Some problem behaviors can be handled or even prevented by simply changing how your classroom looks, or how you present material to children. This could mean anything from changing children’s seating arrangements to letting them set their own pace in doing schoolwork. Following are some changes you may want to think about in structuring your classroom.
- Reducing Classroom Stimuli. Do hyperactive children learn better in a classroom bulging with color and things to look at, or a classroom bare of color with nothing worth looking at except what is on the blackboard? My guess is the stimuli-reduced classroom. My reason is that too many distractions may pull hyperactive children’s attention away from their schoolwork. Although this sounds reasonably logical, I think, it has not been proven in research. In fact, some studies have shown that hyperactive children work better in stimulating environments. These results have been interpreted as meaning that stimuli-enriched environments reduce hyperactive children’s need for more stimulation, thereby also reducing their distractible, overactive behavior.
All hyperactive children do not learn alike, and even the same child may learn differently in the same classroom environment depending on factors like his mood, how tired he is, and how close it is to his lunchtime. For these reasons it may be more realistic to adapt a flexible approach to stimuli: put up the colorful posters, but also have a study carrel available for those times when children have problems paying attention. Be careful the carrel is not relegated as a place where children go when they’re bad. It should be available to any child who needs it.
- Positioning Desks. The preferred spot for hyperactive and problem children is close to the front of the class. This makes it easier for you to keep an eye on what they are doing. Other recommendations are having children sit in rows rather than around tables, spacing problem children’s desks further apart, and placing their desks away from windows. Do not box a child in a corner away from all the other children. Besides being humiliating and demoralizing, these strategies confirm for the child that he does not fit in with everybody else.
- Establishing a Routine. Hyperactive children need a predictable learning environment. This means keeping the pencil sharpener in the same place, teaching lessons in the same order, and avoiding sudden unexpected surprises. If you are planning a change in your classroom routine, warn children ahead of time so they know what to expect.

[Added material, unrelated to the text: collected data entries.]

Issue #273, opened 2018-03-14
Finesse mobile view for Current Meeting


reginafcompton:
The mobile view does not look terrific. Let's hide the text on the buttons (i.e., only show icons) and think about changing or hiding the photo.

<img width="390" alt="screen shot 2018-03-14 at 1 58 35 pm" src="https://user-images.githubusercontent.com/13078679/37425082-2747950a-2790-11e8-905e-5373170a56b2.png">

camachoo:
In the mobile view, can we spread the button real estate to include the area under the picture? Example below:

Picture

Meeting info

Button real estate



—

Omar Camacho
Metro Los Angeles
Sr. Manager, Systems Projects, Research & Records Information Management

213.922.2335
metro.net | facebook.com/losangelesmetro | @metrolosangeles
Metro provides excellence in service and support.

reginafcompton:
That's a nice idea - I'll put something together. Should we include this in the March milestone?

shrayshray:
@reginafcompton If you think there is time to accomplish this in March, then yes, let's add to March milestones.

reginafcompton:
<img width="397" alt="37996920-faf6c7e2-31de-11e8-9f43-252f89085740" src="https://user-images.githubusercontent.com/13078679/38097114-1c77b83e-333a-11e8-9efc-9eee1bc6fa97.png">

Closing!

PR #284, opened 2018-03-27
Mobile fixes

beamalsky:
Fixes for Issue #273 and improved nav bar scaling. The new mobile Current Events view looks like they wanted, but I'm not sure the changes I made were the most straightforward.

screen shot 2018-03-27 at 4 49 46 pm

### DIFF
--- a/lametro/models.py
+++ b/lametro/models.py
@@ -191,6 +191,12 @@ class LAMetroEvent(Event):
 
     @classmethod
     def current_meeting(cls):
+        
+        #use this line to hardcode one current event
+        return Event.objects.filter(start_time='2017-06-15 13:30:00-05')
+        #use this line to hardcode two current events
+        # return Event.objects.filter(start_time='2017-11-30 11:00:00-06')
+
         '''
         Create the boundaries for discovering events (in progess) within the timeframe stipulated 
         by Metro. A meeting displays as current if:
--- a/lametro/models.py
+++ b/lametro/models.py
@@ -191,11 +191,6 @@ class LAMetroEvent(Event):
 
     @classmethod
     def current_meeting(cls):
-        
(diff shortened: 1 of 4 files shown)


requirements.txt
```diff
@@ -1,4 +1,4 @@
-psycopg2==2.6.2
+psycopg2==2.7.1
```
reginafcompton: You recently merged this change to master: you should not have to duplicate it here! Try to keep your local master up-to-date with the remote master, especially before checking out a new branch. Let me know if you have questions about this.

lametro/static/css/city_custom.css
```diff
@@ -258,7 +262,7 @@ div#toggleControls { margin-bottom: 1em; }
     }
 }
 
-@media (min-width: 767px) and (max-width: 991px) {
+@media (min-width: 767px) and (max-width: 1264px) {
```
reginafcompton: Nice catch!

lametro/models.py
```diff
@@ -191,6 +191,12 @@ def upcoming_board_meeting(cls):
 
     @classmethod
     def current_meeting(cls):
+        
+        #use this line to hardcode one current event
+        #return Event.objects.filter(start_time='2017-06-15 13:30:00-05')
+        #use this line to hardcode two current events
+        #return Event.objects.filter(start_time='2017-11-30 11:00:00-06')
```
reginafcompton: I'd actually like to see these comments consolidated with the "docstring" (lines 201 ff.)....something, like, "To hardcode current event(s) for testing, then return these querysets...." (etc etc etc).

requirements.txt
beamalsky: 👌🏻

Be careful, however, not to warn them too far in advance, especially if it’s a special event they may get impatient or wound-up waiting for. You could find yourself answering, “No, not yet,” every second minute beforehand.

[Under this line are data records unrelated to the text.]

Issue #266, opened 2018-03-08
[META] Reports/Agendas - Ability to search attachment text


shrayshray:
Implementing system that allows users to search for board reports based on the
text in attachments. 
We are discussing internally and will provide response on whether this functionality should be the default search type, or whether it will be an optional addition to the standard search, e.g., use a "search attachments" checkbox next to the search bar.

reginafcompton:
**Steps to add this search functionality**

(1) write a custom script that iterates over all attachments and converts Word, PDF, and Excel files into plain text. Run this script against the entire Metro database, and ultimately, integrate it into the regular data pipeline (i.e., run it every time we refresh data).

(2) configure and rebuild the search indexes to enable searching by attachment text - this entails creating a custom search template, ([as we did with NYC](https://github.com/datamade/nyc-council-councilmatic/blob/master/nyc/templates/search/indexes/nyc/bill_text.txt)), and possibly [adding/preparing a new field to the search index](https://github.com/datamade/la-metro-councilmatic/blob/master/lametro/search_indexes.py).

reginafcompton:
**Questions to answer:**
- how much of a performance hit, after we add all the new text? 
- check or uncheck attachments: search for all (by default), just attachments, or do not search attachments? 

DataMade will have a first implementation of this issue by the end of April.

hancush:
FYI – We'll need to push the completion of this issue to the May milestone.

hancush:
**Road map:** 

1. We should add attachment text as a distinct field for search (to enable optional searching), to [the `BillIndex` search index](https://github.com/datamade/la-metro-councilmatic/blob/68f42bf1530c91ae9ce87cc3eccdbc5c69dff925/lametro/search_indexes.py#L10).
    - What's the best way to do this: Concatenate all attachment text and search via bill, or create parallel index for bill documents? (The "best" way will be informed by the answers to the next two questions.)
    - Is the purpose of searching attachment text, to surface the attachment, or the bill?
    - What is the default search functionality (bill text only, attachment text only, or bill text and attachment text)?
 
2. Then, most likely, we will need to extend / refactor [the `LAMetroCouncilmaticFacetedSearchView` view](https://github.com/datamade/la-metro-councilmatic/blob/68f42bf1530c91ae9ce87cc3eccdbc5c69dff925/lametro/views.py#L705) to alter the `SearchQueryset` to search different fields, depending on user input.

hancush:
Re: our earlier questions,

[...]

PR #286, opened 2018-04-09
Add attachment converter to regular pipeline

reginafcompton:
This PR turns on cron and includes the attachment conversion script as part of the regular data pipeline. Related to https://github.com/datamade/la-metro-councilmatic/issues/266


reginafcompton:
Good question - yes, we do not run compile pdfs on staging, since we consider the production site to have the more authentic data. We do not have a staging version of metro-pdf-merger...so the compile script sends all data to the same place, e.g., https://github.com/datamade/la-metro-councilmatic/blob/master/lametro/management/commands/compile_pdfs.py#L81 (Happy to message about this further!)

Issue #263, opened 2018-03-07
Get and display the Spanish language audio


reginafcompton:
Metro will soon include Spanish-language broadcasting of events. 

DataMade will scrape these links and include them on the Boardagendas site. They will appear as a distinct button (during a current meeting) or url (on the Events page and Event detail page) - with text in Spanish language, e.g., "Escuchar."

Metro will add some test events in Legistar in April or May, and DataMade will do a test run with this data.

shrayshray:
This is high priority for April (Chair's request). We're still waiting on the device from Granicus, and internal hardware setup to support this, but have some additional info for reference which may help Datamade get a head start on initial development so we're closer to "ready-to-go" once we have everything in place an are ready to deploy ...

Spanish Language broadcast of meetings is handled as a second meeting by Granicus. See example from LA City's Granicus site: https://www.lacity.org/your-government/audiovideo/council-meeting-video
![lac-sap](https://user-images.githubusercontent.com/28063988/38119815-6e408148-3379-11e8-9790-c467c38e2e63.PNG)

Metro displays broadcast links on Legistar site, not Granicus site: https://metro.legistar.com/Calendar.aspx
Mockup of potential display:
![lam-sap-mockup](https://user-images.githubusercontent.com/28063988/38119846-93fc5b78-3379-11e8-9b8d-46c0b19b7ad6.PNG)

@reginafcompton @hancush could you remind me of the prefix used for test meetings, so they are excluded from display on the live site? I can set up some fake/test meetings once I have this info. Thank you!

reginafcompton:
@shrayshray - we did not yet decide on a prefix. We could identify test events in several ways, but I think the best strategy would be to list the `EventLocation` as "TEST".

(Since the event name correlates with the committee, I'd rather not use that to identify test events - to avoid unexpected data cascades.)

First, we'll add a filter on Councilmatic to hide these test events.
After that, you can populate Legistar with some test data.

A question - will these test events be visible on Legistar?

shrayshray:
@reginafcompton Yes, these events will be visible on Legistar.

hancush:
Hi, @shrayshray, just an FYI that I'm getting started on this, this week. I'll be in touch in the next couple of days about adding test data!

hancush:
# The Plan

## Overview

[...]

PR #287, opened 2018-04-09
hide test events on production, but leave them visible on staging

hancush:
related to #263.

adds a `SHOW_TEST_EVENT` setting that hides events with an event location of TEST when set to `False`, so we don't show test data from legistar.


evz:
So, this looks great. I'm not able to look at the encrypted files, tho, so can @jeancochrane double check that?

jeancochrane:
How about we add you to the keyring as part of this PR @evz? I don't have much context for what's going on here.

hancush:
That is indeed the plan @evz. Thanks!

PR #295, opened 2018-05-01
display english and spanish event media links correctly

hancush:
this pr:

- [x] pins la-metro to the latest version of django councilmatic to take advantage of multiple related `EventMedia`
- [x] updates template logic [here](https://github.com/datamade/la-metro-councilmatic/blob/master/lametro/templates/lametro/event.html#L17) and [here](https://github.com/datamade/la-metro-councilmatic/blob/master/lametro/templates/partials/past_event_day.html#L38) to iterate over and display `event.media_urls` rather than only one `event.media_url`
- [x] refactors `extra_context` [here](https://github.com/datamade/la-metro-councilmatic/blob/master/lametro/views.py#L49-L67) to grab both english and spanish live media links  (and make logic more obvious: a link to live media appears in legistar when a meeting is ongoing)
- [x] update all listen link text to "watch in english" and "ver en español" 

addresses #263


hancush:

- Redirecting Excess Energy. Give hyperactive children regular opportunities to get out of their seats and move around. These can be physical exercises like jumping jacks and push-ups, or purposeful jobs such as emptying wastebaskets, taking messages to the office, and collecting papers from other children. Jobs also give children the added bonus of being helpful and feeling important.

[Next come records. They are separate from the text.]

PR #300, opened 2018-05-09
Run the tests from Travis build

hancush:
This PR:

- Repairs the tests by [fixing a bug](https://github.com/datamade/la-metro-councilmatic/pull/300/files#diff-1214be6822cebe9a6279d8f370c70d30R62) in `calculate_current_events` that [only considered meetings for 45 minutes](https://github.com/datamade/la-metro-councilmatic/compare/fix_tests?expand=1#diff-1214be6822cebe9a6279d8f370c70d30L48), rather than 55 minutes, past their start time.
  - I've also [made "now" an optional kwarg](https://github.com/datamade/la-metro-councilmatic/pull/300/files#diff-1214be6822cebe9a6279d8f370c70d30R46) so we can [test the logic](https://github.com/datamade/la-metro-councilmatic/pull/300/files#diff-7491ccb4a5e2c1045607c6b5b5811018R198) with an arbitrary datetime.
- Runs the tests in `travis.yml`.
- Revises docstrings for `current_meeting`, `calculate_current_meeting`, and `test_current_committee_meeting_first`.

### DIFF
--- a/lametro/models.py
+++ b/lametro/models.py
@@ -265,17 +265,22 @@ class LAMetroEvent(Event, LiveMediaMixin):
 
     @classmethod
     def current_meeting(cls):
-
         '''
-        Create the boundaries for discovering events (in progess) within the timeframe stipulated
-        by Metro. A meeting displays as current if:
-        (1) "now" is five minutes or less before the designated start time;
-        (2) the previous meeting has ended (determined by looking for "In progress" on Legistar).
+        Discover and return events in progress.
 
-        The maximum recorded meeting duration is 5.38 hours, according to the spreadsheet provided by
-        Metro in issue #251.
-        So, to determine initial list of possible current events, we look for all events scheduled
+        The maximum recorded meeting duration is 5.38 hours, according to the
+        spreadsheet provided by Metro in issue #251. So, to determine initial
+        list of possible current events, we look for all events scheduled
         in the past 6 hours.
+
+        A meeting displays as "current" if:
+
+        (1) it started in the last six hours, or it starts in the next five
+            minutes (determined by this method); and
+        (2) it started less than 55 minutes ago, and the previous meeting has
+            ended (determined by `calculate_current_meetings`); or
+        (3) Legistar indicates it is in progress (detemined by `calculate_
+            current_meetings`).
 
         This method returns a list (with zero or more elements).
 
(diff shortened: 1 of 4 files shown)


lametro/utils.py
```diff
@@ -43,33 +43,57 @@ def parse_subject(text):
...
+    earliest_start = found_events.earliest('start_time').start_time
+    latest_start = found_events.latest('start_time').start_time
+
+    if found_events.filter(start_time__gte=fifty_five_minutes_ago):
+        previous_meeting = found_events.filter(start_time__gte=fifty_five_minutes_ago)\
+                                       .last()\
+                                       .get_previous_by_start_time()
+
         if legistar_meeting_progress(previous_meeting):
             return LAMetroEvent.objects.filter(ocd_id=previous_meeting.ocd_id)
```
evz: The way that I am reading this is if the previous meeting is still in progress, return that one instead of that one plus the current one? Is that correct?

lametro/utils.py
```diff
@@ -43,33 +43,57 @@ def parse_subject(text):
...
+        # n.b., In reality, concurrently scheduled events happen one after the
+        # other, but we want the current meeting display to line up with the
+        # scheduled events (i.e., if it's 9:15, show all of the events slated
+        # for 9, even if only one is technically in progress).
         for event in found_events:
             if legistar_meeting_progress(event):
                 return found_events
-    else: 
+
+    else:
```
evz: The `if` here seems to be if there are multiple events that started in the last 55 minutes, the `elif` seems to be, as you descibe, there are multiple events scheduled to happen at the same time (or if there is only one). What is the `else` for? Are we ever going to follow this path or is it just defensive programming?

tests/test_events.py
```diff
@@ -91,95 +91,113 @@ def test_updates_made_false(event, event_document):
...
+        'name': 'Planning and Programming Committee',
         'start_time': '2018-01-17 2:00:00',
         'slug': 'planning-and-programming-committee-f8e135045661'
     }
     event.build(**planning_meeting_info)
 
     safety_meeting_info = {
         'ocd_id': 'ocd-event/5e84e91d-279c-4c83-a463-4a0e05784b62',
-        'name': 'System Safety, Security and Operations Committee', 
+        'name': 'System Safety, Security and Operations Committee',
```
evz: Does it matter that there is no `slug` here?

lametro/models.py
```diff
@@ -287,12 +292,12 @@ def current_meeting(cls):
 
         five_minutes_from_now = datetime.now(app_timezone) + timedelta(minutes=5)
         six_hours_ago = datetime.now(app_timezone) - timedelta(hours=6)
-        found_events = cls.objects.filter(start_time__lte=five_minutes_from_now, start_time__gte=six_hours_ago)\
+        found_events = cls.objects.filter(start_time__gte=six_hours_ago, start_time__lte=five_minutes_from_now)\
```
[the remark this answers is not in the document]
hancush: no, i just think it's easier to grok like lower limit <= start time <= upper limit

tests/test_events.py
hancush: hmmmm i don't think so

lametro/utils.py
hancush: that's the existing logic, correct. it feels sort of at odds with trying to mirror the calendar in the next block, but that's how it works now...

lametro/utils.py
hancush: it happens if you have multiple events scheduled in a day, that don't start at the same time. so like, if it's 2 p.m., and there are 9 a.m. and 12 p.m. events, they'll both come through as found events, and we test each one to see which is happening now (if any). 

i think there is a simpler way to write this logic, but i'm not sure i want to do that, in this pr... do you have any immediate thoughts?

- Adapting Tasks to Children’s Learning Style. Many hyperactive and problem children have difficulty learning, which may require changes in how you teach them. Here are some options for you to consider:
(a) shortening lessons, keeping them within children’s attention span ability
(b) ensuring children’s success by starting them off with tasks you know they can do
(c) making their tasks interesting so children are motivated to finish them
(d) highlighting the important parts of an assignment so children know where to focus their attention
(e) incorporating tangible manipulative aids and multisensory techniques in helping children learn
(f) letting children set their own pace for learning, and giving them bits rather than chunks of work so they don’t feel overwhelmed
(g) giving children as much individual attention as you can afford
(h) monitoring their group activities–hyperactive children typically do not have the patience to work with other children
(i) being prepared to back up, change tasks, and reset expectation levels on a continuous basis.
Keeping these ideas in mind will help you get the most from the strategies you implement in your classroom.